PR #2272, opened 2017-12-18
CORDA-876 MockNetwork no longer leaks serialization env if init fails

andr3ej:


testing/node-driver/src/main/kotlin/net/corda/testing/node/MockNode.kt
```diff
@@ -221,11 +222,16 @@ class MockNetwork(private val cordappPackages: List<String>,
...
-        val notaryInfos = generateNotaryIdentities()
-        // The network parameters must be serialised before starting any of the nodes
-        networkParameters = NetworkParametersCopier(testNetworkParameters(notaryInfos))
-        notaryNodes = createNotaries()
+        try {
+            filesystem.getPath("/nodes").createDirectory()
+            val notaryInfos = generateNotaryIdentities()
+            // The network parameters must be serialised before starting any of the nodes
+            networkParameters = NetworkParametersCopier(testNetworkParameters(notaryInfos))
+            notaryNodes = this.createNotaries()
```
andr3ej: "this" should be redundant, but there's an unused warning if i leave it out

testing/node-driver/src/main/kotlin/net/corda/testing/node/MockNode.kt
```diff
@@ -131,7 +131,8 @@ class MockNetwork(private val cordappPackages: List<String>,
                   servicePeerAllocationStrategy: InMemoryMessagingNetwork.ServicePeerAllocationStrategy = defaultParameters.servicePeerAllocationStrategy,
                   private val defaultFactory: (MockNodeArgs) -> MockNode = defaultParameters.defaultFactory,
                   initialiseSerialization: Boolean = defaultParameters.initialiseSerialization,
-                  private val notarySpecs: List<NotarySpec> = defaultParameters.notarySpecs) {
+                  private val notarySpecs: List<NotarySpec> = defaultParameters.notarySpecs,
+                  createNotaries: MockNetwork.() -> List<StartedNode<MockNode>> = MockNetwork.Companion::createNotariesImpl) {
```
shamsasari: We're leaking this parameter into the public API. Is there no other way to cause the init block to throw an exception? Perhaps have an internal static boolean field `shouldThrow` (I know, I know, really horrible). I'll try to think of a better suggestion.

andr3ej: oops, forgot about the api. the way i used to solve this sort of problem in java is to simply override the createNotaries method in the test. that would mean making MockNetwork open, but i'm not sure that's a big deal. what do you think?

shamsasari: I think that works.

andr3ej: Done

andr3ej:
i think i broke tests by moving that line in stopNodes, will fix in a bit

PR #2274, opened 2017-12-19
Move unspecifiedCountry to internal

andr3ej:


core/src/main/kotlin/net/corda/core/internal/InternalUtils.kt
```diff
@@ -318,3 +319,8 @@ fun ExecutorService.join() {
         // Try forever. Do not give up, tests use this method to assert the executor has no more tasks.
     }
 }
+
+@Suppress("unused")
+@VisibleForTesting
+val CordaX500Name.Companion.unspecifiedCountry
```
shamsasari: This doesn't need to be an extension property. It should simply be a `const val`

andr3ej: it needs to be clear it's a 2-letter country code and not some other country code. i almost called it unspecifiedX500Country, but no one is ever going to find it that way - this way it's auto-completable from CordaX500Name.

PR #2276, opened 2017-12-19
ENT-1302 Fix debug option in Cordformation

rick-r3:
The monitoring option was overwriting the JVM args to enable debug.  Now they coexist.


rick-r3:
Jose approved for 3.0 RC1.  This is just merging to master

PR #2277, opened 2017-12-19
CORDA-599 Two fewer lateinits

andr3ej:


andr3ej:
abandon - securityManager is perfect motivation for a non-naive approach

--

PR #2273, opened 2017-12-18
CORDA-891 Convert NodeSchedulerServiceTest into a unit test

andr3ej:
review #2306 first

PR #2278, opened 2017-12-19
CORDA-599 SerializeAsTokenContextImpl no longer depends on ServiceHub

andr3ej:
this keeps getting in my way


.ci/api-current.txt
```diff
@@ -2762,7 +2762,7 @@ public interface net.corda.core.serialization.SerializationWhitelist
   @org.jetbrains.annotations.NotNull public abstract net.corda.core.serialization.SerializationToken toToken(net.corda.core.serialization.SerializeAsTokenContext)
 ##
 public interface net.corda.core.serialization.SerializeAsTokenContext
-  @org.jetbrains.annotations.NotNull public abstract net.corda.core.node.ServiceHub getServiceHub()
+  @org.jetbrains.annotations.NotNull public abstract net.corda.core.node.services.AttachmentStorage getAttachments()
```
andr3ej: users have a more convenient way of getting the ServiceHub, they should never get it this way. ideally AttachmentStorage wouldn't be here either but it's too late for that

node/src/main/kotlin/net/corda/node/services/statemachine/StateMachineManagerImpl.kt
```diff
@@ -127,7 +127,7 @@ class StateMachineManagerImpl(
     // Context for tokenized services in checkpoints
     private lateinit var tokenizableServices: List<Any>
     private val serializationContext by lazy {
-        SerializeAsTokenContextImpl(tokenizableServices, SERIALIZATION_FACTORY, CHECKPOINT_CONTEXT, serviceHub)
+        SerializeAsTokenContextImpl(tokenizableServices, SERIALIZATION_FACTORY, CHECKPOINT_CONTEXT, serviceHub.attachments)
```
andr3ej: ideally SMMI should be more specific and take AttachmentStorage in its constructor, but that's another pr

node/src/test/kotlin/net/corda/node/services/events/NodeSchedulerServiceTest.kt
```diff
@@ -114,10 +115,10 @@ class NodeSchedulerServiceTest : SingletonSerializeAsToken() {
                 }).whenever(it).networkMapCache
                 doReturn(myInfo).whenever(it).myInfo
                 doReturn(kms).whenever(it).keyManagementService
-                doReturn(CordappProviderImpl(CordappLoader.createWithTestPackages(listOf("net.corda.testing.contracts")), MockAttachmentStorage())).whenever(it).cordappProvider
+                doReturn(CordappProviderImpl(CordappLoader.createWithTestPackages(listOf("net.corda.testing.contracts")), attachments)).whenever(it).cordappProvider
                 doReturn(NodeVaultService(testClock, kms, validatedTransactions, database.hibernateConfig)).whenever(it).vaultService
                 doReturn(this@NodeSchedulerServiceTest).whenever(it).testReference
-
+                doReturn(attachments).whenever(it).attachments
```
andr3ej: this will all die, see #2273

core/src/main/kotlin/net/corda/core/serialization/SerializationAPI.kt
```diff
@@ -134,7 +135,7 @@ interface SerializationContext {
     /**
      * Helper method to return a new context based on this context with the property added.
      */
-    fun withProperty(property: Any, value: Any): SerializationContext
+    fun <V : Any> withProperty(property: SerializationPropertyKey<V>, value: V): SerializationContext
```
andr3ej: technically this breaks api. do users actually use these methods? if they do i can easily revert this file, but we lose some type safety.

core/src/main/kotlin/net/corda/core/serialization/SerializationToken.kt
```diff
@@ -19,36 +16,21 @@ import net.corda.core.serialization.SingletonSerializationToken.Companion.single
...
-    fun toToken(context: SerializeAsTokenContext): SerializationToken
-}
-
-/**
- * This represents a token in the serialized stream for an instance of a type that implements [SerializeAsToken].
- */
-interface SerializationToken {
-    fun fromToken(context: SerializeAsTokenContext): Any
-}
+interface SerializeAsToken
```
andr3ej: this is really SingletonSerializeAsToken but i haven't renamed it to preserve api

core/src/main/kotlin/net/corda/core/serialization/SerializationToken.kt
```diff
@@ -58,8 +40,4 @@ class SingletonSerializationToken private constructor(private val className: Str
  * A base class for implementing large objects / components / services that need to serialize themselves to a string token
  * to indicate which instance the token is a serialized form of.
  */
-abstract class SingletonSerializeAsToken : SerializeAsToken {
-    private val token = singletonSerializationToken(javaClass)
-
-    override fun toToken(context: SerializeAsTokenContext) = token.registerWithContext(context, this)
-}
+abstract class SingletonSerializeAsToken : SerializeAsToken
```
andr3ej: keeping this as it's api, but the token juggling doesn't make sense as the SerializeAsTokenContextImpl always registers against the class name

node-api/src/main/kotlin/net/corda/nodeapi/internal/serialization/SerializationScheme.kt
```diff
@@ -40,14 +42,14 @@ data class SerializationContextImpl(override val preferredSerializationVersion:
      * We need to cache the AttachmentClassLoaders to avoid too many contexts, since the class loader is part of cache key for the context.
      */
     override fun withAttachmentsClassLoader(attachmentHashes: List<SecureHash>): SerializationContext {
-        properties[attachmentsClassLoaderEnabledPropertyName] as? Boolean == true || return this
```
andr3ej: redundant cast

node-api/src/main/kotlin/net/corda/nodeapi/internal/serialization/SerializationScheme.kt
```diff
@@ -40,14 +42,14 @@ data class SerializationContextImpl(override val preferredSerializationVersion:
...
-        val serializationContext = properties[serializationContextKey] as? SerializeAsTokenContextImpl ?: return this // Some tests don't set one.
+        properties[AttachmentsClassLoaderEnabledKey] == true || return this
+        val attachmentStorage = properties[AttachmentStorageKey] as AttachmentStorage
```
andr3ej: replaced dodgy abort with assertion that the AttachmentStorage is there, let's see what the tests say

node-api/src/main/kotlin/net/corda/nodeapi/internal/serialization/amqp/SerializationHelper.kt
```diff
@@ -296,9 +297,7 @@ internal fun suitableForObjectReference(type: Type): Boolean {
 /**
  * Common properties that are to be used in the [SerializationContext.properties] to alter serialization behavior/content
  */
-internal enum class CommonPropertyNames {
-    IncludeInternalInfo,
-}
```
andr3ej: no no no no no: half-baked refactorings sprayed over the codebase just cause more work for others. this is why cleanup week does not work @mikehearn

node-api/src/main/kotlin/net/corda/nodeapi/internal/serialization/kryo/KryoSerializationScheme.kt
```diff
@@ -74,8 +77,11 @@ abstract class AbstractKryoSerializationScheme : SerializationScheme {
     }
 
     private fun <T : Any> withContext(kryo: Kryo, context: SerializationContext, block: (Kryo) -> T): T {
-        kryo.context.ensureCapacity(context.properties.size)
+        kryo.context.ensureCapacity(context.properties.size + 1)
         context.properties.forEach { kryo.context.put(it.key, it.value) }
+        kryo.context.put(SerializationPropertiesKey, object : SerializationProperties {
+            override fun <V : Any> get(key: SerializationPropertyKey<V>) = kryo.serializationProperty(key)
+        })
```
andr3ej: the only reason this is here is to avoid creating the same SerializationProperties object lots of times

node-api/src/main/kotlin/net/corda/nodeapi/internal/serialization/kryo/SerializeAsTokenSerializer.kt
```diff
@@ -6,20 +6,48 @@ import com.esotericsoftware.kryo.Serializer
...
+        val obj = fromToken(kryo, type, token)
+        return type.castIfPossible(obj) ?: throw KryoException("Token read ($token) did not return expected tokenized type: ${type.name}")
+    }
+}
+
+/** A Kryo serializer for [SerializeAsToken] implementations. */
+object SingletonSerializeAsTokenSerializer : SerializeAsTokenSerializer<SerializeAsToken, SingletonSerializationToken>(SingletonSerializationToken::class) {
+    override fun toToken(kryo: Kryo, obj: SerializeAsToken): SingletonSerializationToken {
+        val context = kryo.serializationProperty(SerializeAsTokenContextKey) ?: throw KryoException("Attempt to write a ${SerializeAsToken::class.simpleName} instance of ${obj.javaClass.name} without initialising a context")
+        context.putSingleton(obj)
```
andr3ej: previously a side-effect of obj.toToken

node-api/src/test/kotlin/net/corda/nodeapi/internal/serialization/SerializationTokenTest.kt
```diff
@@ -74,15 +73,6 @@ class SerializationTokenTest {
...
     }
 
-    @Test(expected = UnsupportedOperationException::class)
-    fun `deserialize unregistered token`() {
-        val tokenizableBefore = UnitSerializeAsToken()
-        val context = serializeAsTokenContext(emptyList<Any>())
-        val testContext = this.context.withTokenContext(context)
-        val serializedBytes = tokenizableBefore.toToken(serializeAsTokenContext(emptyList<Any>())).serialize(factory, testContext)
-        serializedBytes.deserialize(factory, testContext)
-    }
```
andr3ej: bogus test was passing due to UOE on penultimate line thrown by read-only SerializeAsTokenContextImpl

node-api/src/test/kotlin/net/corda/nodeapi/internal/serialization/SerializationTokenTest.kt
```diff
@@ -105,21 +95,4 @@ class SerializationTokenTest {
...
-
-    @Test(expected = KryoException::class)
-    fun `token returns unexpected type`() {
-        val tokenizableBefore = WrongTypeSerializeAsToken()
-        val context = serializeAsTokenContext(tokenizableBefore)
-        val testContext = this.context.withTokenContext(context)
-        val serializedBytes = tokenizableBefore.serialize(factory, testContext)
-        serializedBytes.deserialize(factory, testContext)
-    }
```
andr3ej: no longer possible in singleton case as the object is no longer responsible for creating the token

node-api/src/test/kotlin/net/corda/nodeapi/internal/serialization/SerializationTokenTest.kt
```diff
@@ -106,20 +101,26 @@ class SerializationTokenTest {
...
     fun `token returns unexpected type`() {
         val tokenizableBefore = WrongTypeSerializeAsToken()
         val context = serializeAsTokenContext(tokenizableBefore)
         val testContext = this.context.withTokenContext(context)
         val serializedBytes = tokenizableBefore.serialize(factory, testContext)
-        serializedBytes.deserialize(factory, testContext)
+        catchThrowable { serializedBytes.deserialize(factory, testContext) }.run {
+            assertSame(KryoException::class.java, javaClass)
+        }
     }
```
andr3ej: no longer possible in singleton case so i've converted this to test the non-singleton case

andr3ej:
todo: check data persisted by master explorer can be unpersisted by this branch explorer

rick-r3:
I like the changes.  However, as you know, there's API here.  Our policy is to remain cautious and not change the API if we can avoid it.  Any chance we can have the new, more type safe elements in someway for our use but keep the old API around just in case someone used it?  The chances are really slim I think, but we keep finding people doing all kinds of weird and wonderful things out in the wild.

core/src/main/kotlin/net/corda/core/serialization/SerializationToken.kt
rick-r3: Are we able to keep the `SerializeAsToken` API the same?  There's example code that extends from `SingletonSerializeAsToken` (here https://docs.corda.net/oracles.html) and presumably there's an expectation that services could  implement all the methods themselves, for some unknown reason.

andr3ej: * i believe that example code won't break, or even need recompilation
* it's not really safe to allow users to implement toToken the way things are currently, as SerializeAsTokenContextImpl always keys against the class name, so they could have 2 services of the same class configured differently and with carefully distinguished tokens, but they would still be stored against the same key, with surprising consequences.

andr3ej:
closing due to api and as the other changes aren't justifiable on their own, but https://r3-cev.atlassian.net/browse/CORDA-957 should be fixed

▸ **Instructions to follow**
An exact copy of the lines above, from the one containing "andr3ej: users have" down to the one containing "andr3ej: this will all die, see #2273" and including both, is the whole answer; retype it and nothing else.

▸ **Output of the exercise**
andr3ej: users have a more convenient way of getting the ServiceHub, they should never get it this way. ideally AttachmentStorage wouldn't be here either but it's too late for that

node/src/main/kotlin/net/corda/node/services/statemachine/StateMachineManagerImpl.kt
```diff
@@ -127,7 +127,7 @@ class StateMachineManagerImpl(
     // Context for tokenized services in checkpoints
     private lateinit var tokenizableServices: List<Any>
     private val serializationContext by lazy {
-        SerializeAsTokenContextImpl(tokenizableServices, SERIALIZATION_FACTORY, CHECKPOINT_CONTEXT, serviceHub)
+        SerializeAsTokenContextImpl(tokenizableServices, SERIALIZATION_FACTORY, CHECKPOINT_CONTEXT, serviceHub.attachments)
```
andr3ej: ideally SMMI should be more specific and take AttachmentStorage in its constructor, but that's another pr

node/src/test/kotlin/net/corda/node/services/events/NodeSchedulerServiceTest.kt
```diff
@@ -114,10 +115,10 @@ class NodeSchedulerServiceTest : SingletonSerializeAsToken() {
                 }).whenever(it).networkMapCache
                 doReturn(myInfo).whenever(it).myInfo
                 doReturn(kms).whenever(it).keyManagementService
-                doReturn(CordappProviderImpl(CordappLoader.createWithTestPackages(listOf("net.corda.testing.contracts")), MockAttachmentStorage())).whenever(it).cordappProvider
+                doReturn(CordappProviderImpl(CordappLoader.createWithTestPackages(listOf("net.corda.testing.contracts")), attachments)).whenever(it).cordappProvider
                 doReturn(NodeVaultService(testClock, kms, validatedTransactions, database.hibernateConfig)).whenever(it).vaultService
                 doReturn(this@NodeSchedulerServiceTest).whenever(it).testReference
-
+                doReturn(attachments).whenever(it).attachments
```
andr3ej: this will all die, see #2273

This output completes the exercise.